#### TASK TO CARRY OUT
The line containing "I just readded" marks the end: quote every line from the start of the records below through it, word for word.

-.-.-

PR #7, opened 2022-11-08
Feature/filter desirabilities alternative

jduerholt:
Hi Behrang,

I just readded the tests from my original implementation and changed a few things:
- I added to `filter_by_attribute` a first filter that checks which items in the list have the attribute for which the attribute_getter is looking for. By this one can also have objects in the data list that do not have the attribute for which the getter is looking for.
- I removed the sorting from `get_filter_by_attribute` and moved it to `Domain.get_outputs_by_desirability`. By this it is consistent with `filter_by_class` and can also applied to objects which does not allow any sorting. 

What do you think?


jduerholt:
By the way: why are you creating this `TDesirability`?

bertiqwerty:
> By the way: why are you creating this `TDesirability`?

To communicate that the expected type in `get_outputs_by_desirability` is a DesirabilityClass. Does this make sense?

bertiqwerty (approved):

PR #9, opened 2022-11-09
pytest catches warnings from unknown categories

R-M-Lee:
changed tests so that the warnings raised by CategoricalDescriptorEncoder with handle_unknown="ignore" in the presence of unknown categories are expected to be there.


jduerholt:
@jkleinekorte : could you review this PR regarding the transformer?

jkleinekorte (approved):

PR #10, opened 2022-11-10
Refactor/no desirability

jduerholt:
This PR implements the discussed changes regarding the `ContinuousOutputFeatureWoDesirabilityFunction`. It is removed and the functionality is now supported by the normal `ContinuousOutputFeature` with `desirability_function = None`

In addition I changed the `filter_by_class` and `filter_by_attribute` methods to also have the possibility to just exclude in the filter process. With this one can say:

`self.filter_outputs_by_desirability(exclude=DesirabilityFunction)` and one gets only those Output features which do not have a desirability function attached.

### DIFF
--- a/bofire/domain/util.py
+++ b/bofire/domain/util.py
@@ -45,7 +45,7 @@ def is_categorical(s: pd.Series, categories: List[str]):
 def filter_by_attribute(
     data: List,
     attribute_getter: Callable[[Type], Any],
-    includes: Union[Type, List[Type]],
+    includes: Union[Type, List[Type]] = None,
     excludes: Union[Type, List[Type]] = None,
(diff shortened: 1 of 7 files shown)


bofire/domain/util.py
```diff
@@ -57,6 +57,9 @@ def filter_by_attribute(
         except AttributeError:
             pass
 
+    print("includes", includes)
```
bertiqwerty, line 60: Debug prints?

bertiqwerty (approved):
Looks, I will remove the debug prints and merge.

bofire/domain/util.py
jduerholt: Yes, sorry!

PR #12, opened 2022-11-10
Feature/abstract class strategy

jduerholt:
Hi,

this is our proposal for the Strategy class definition. It is based on the old one from everest merged together with the one from mbo. 

Totally new is the concept of pending candidates here via having candidates in the domain definition. Maybe we have to further improve there and introduce in the candidates dataframe a column which specifies if it is still pending or not. 

It would be good to get your feedback on this defintion, so that we can finalize docstrings etc. In the next step we would then need the abstract defintions for the ModelPredictiveStrategy and the SamplingStrategy. If we have them, we can start to bring the strategies from mbo and everest back.

What do you think? 

ping @DavidWalz @bertiqwerty @R-M-Lee @jkleinekorte


DavidWalz:
Nice! Do we want to state a convention where the model (if there is one) is fitted?

bertiqwerty:
This looks very good to me. The would be fitted somewhere within `tell`, I guess.

jduerholt:
So you are fine with this? I would also create an abstract class ModelPredictiveStrategy with give a fit method and a predict method in case of a model predictive strategy? What do you think?

Based on the Strategy class we should be already able to bring back the `DOE` strategy? Would someone of you take care of this? 

In Everest we had a `RandomStrategy`, this one was a mix of botorch`s hit and run sampler, Sobol Sampler and uniform sampling. My gut feeling is to create three strategies out of this? What do you think? 

@DavidWalz you wrote also your own hit and run sampler in opti, do you want to keep this or switch to the one from botorch?

DavidWalz:
As BoTorch is already a dependency we should use from there.
I can take care of the D-optimal strategy but it will take some time as it would benefit from some major refactoring.
This brings me to the point of optional dependencies for strategies. I'll open an issue to outline my reasoning.

jduerholt:
I added now also the scaffold for the ModelPredictiveStrategy, what do you think?

ping @bertiqwerty @DavidWalz @R-M-Lee @jkleinekorte

bofire/strategies/strategy.py
```diff
@@ -0,0 +1,376 @@
...
+    @property
+    def pending_candidates(self) -> pd.DataFrame:
+        """Candidates considered as pending.
+
+        Returns:
+            pd.DataFrame: pending candidates.
+        """
+        return self.domain.candidates
+
+    def tell(
```
bertiqwerty, line 153: Why do algorithms without model such as random sampling or doe need a tell function?

bertiqwerty (approved):

bofire/strategies/strategy.py
DavidWalz: Even without model DoE-based methods depend on the location of points in input space.

jduerholt: I agree, we will also need it for closed loop experimentation for benchmark problems in python there the order is always:
- tell(experiments)
- ask() --> candidates
- f(candidates) --> experiments
- 
But I agree also with Behrang, that there are strategies where it is not needed, for this purpose I will create a further subclass in which I overwrite _tell() with pass so that this does not has to be done in every strategy again.

jduerholt:
@DavidWalz @bertiqwerty 

I added now also the abstract class `SamplingStrategy` which should be used for Strategies in which the proposed candidates does not depend on the past experiments. Fort this purpose, the method `_tell` is provided as just empty method so that the usual flow is preserved and it does not has to be overwritten in every sampling based strategy again.

Ofc. a strategy like DOE which depends on the past experiments would then not be a `SamplingStrategy` in this sense. One could also think of renaming `SamplingStrategy` to `ExperimentIndependetStrategy`. What do you think?

bertiqwerty:
> @DavidWalz @bertiqwerty
> 
> I added now also the abstract class `SamplingStrategy` which should be used for Strategies in which the proposed candidates does not depend on the past experiments. Fort this purpose, the method `_tell` is provided as just empty method so that the usual flow is preserved and it does not has to be overwritten in every sampling based strategy again.
> 
> Ofc. a strategy like DOE which depends on the past experiments would then not be a `SamplingStrategy` in this sense. One could also think of renaming `SamplingStrategy` to `ExperimentIndependetStrategy`. What do you think?

I would prefer to call everything a `SamplingStrategy` instead another name separation or a more complicated name. I would prefer even more to not have a derived `SamplingStrategy` at all but to let DoE and random sampling and what not derive from `Strategy`. And everything that can predict y.

jduerholt:
I do not fully understand what you mean. I fully agree, that everything that predicts something is a ModelPredictiveStrategy. 
DoE would be just based on Strategy,  as no predict and fit function is needed. 

Or do you mean to introduce a new kind of class for sampling based approaches, like DoE and random sampling? A consequence would be that the additional functionalities of ModelPredictiveStrategy would go into Strategy.

Perhaps, you can elaborate this a bit more ;)

bertiqwerty:
> I do not fully understand what you mean. I fully agree, that everything that predicts something is a ModelPredictiveStrategy. DoE would be just based on Strategy, as no predict and fit function is needed.
> 
> Or do you mean to introduce a new kind of class for sampling based approaches, like DoE and random sampling? A consequence would be that the additional functionalities of ModelPredictiveStrategy would go into Strategy.
> 
> Perhaps, you can elaborate this a bit more ;)

I would prefer not to have a class `SamplingStrategy` or similar. Just `Strategy` and `PredictiveStratgey` as base classes. I currently see two alternatives.
## A
```mermaid
 graph TD;
      Strategy-->PredictiveStrategy;
      Strategy-->DoE;
      Strategy-->Random;
      Strategy-->MoreSamplingMethods...;
      PredictiveStrategy-->ParEgo;
      PredictiveStrategy-->Entmoot;
      PredictiveStrategy-->MorePredictiveMethods...;
```
## B
```mermaid
 graph TD;
      Strategy-->PredictiveStrategy;
      Strategy-->SamplingStrategy;
      SamplingStrategy-->DoE;
      SamplingStrategy-->Random;
      SamplingStrategy-->MoreSamplingMethods...;
      PredictiveStrategy-->ParEgo;
      PredictiveStrategy-->Entmoot;
      PredictiveStrategy-->MorePredictiveMethods...;
```

I prefer A. I think it is sufficient and simpler. But if you all want B that would also be ok. I would not prefer something more complicated than B.

DavidWalz:
Btw, for optimal design the proposals do depend on an assumed model which needs to be defined. It's just that for models that are linear in the Ansatz-functions, the proposals do not depend on the observed y (only on x which allows to simultaneously propose all experiments). Still you would have a model specified that allows for (typically non-probabilistic) predictions.  
So DOptimalStrategy could be either `SamplingStrategy` or `PredictiveStrategy` depending on wether `predict` is implemented.

bertiqwerty:
> Are you in general fine with how the `PredictiveStrategy` looks now? Especially with having the `calc_acquisition` method in? One could also get this method in via another inheritance layer in case one has a `PredictiveStrategy` with is not able to calculate an aquisition function value.

That is a good point. I have missed that. We already have an ask method. What is the purpose of `calc_acquisition`? Maybe, the following is related to `calc_acquisition`. I am not completely sure.

Further, we also might want to include models that do not have an uncertainty build in and just use their predict. For this case I see currently 3 options.
1. We could build some kind of simple default `ask` that uses a distance-to-data based uncertainty estimation and just does optimization of the acquisition function via random sampling as fallback.
1. We do not integrate those methods here, because one might argue that they are not suitable for BO without uncertainty measurement.
1. We give them a separate base class to make them distinguishable from those that can be asked.

jduerholt:
The point of the `calc_acquisition` in `Everest` was to use in pool based benchmark studies. In a pool based benchmark the strategy has to choose based on a predefined set of candidates which experiment to conduct next. In the pool benchmark we were then calculating the acquisition value for every candidate of interest and choosing the one with the highest acquisition value as next experiment to conduct. 

For random strategies this was not implemented. We could make this whole thing more generic and provide `ask` with an additional argument `candidates` and if this argument is provided we switch to a method `_choose` which then implements how to choose from a predefined set. This would then also work for the random strategy, we would then just implement uniform sampling from the candidates set there.  In case of a BO strategy, the method would implement choosing by the highest acquistion function value.

Is this also answering your question @bertiqwerty? For me we can definitely have strategies with models that do not provide uncertainty. How the actual ask or choose then work has to be implemented in the strategy. One option would be to choose just on highest objective value. Other options would be a distance metric etc.

bertiqwerty:
> The point of the `calc_acquisition` in `Everest` was to use in pool based benchmark studies. In a pool based benchmark the strategy has to choose based on a predefined set of candidates which experiment to conduct next. In the pool benchmark we were then calculating the acquisition value for every candidate of interest and choosing the one with the highest acquisition value as next experiment to conduct.
> 
> For random strategies this was not implemented. We could make this whole thing more generic and provide `ask` with an additional argument `candidates` and if this argument is provided we switch to a method `_choose` which then implements how to choose from a predefined set. This would then also work for the random strategy, we would then just implement uniform sampling from the candidates set there. In case of a BO strategy, the method would implement choosing by the highest acquistion function value.

Ok, enabling every algorithm to do candidate selection makes sense to me. It should be possible to select more than one candidate, right? For instance, the top-5 in terms of acquisition-function values.

> Is this also answering your question @bertiqwerty? For me we can definitely have strategies with models that do not provide uncertainty. How the actual ask or choose then work has to be implemented in the strategy. One option would be to choose just on highest objective value. Other options would be a distance metric etc.

What about a default-`ask`-fallback? Doesn't need to be implemented in the base class. Could also be a helper method that contributors could call inside their implementation.

jduerholt:
> Ok, enabling every algorithm to do candidate selection makes sense to me. It should be possible to select more than one candidate, right? For instance, the top-5 in terms of acquisition-function values.

Yes, this should be possible, I will then add this to the PR this evening but also remove the `calc_acqisition` method and call it more generic.

> What about a default-ask-fallback? Doesn't need to be implemented in the base class. Could also be a helper method that contributors could call inside their implementation.

Good idea, I would then do this outside of the base class, for the choosing from predifinded candidates the most basic fallback would be just uniform sampling of the candidates, but I would not implement this as default in the base class because people get lazy and would then just use it also if their are better methods.

I will then update the PR later so that we can merge it then finally and then go on to bringing strategies back as proposed here https://github.com/experimental-design/bofire/issues/19

jduerholt:
@bertiqwerty @DavidWalz the abstract classes should now be finished. Just have a look, than we can merge it and bring back strategies ;)

PR #14, opened 2022-11-11
simplified filter by attribute

bertiqwerty:
When writing docstrings to test mkdocs, I realized that the filter by attribute function was too complicated.


jduerholt (approved):
Thanks!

-.-.-

#### EXERCISE SOLUTION
PR #7, opened 2022-11-08
Feature/filter desirabilities alternative

jduerholt:
Hi Behrang,

I just readded the tests from my original implementation and changed a few things:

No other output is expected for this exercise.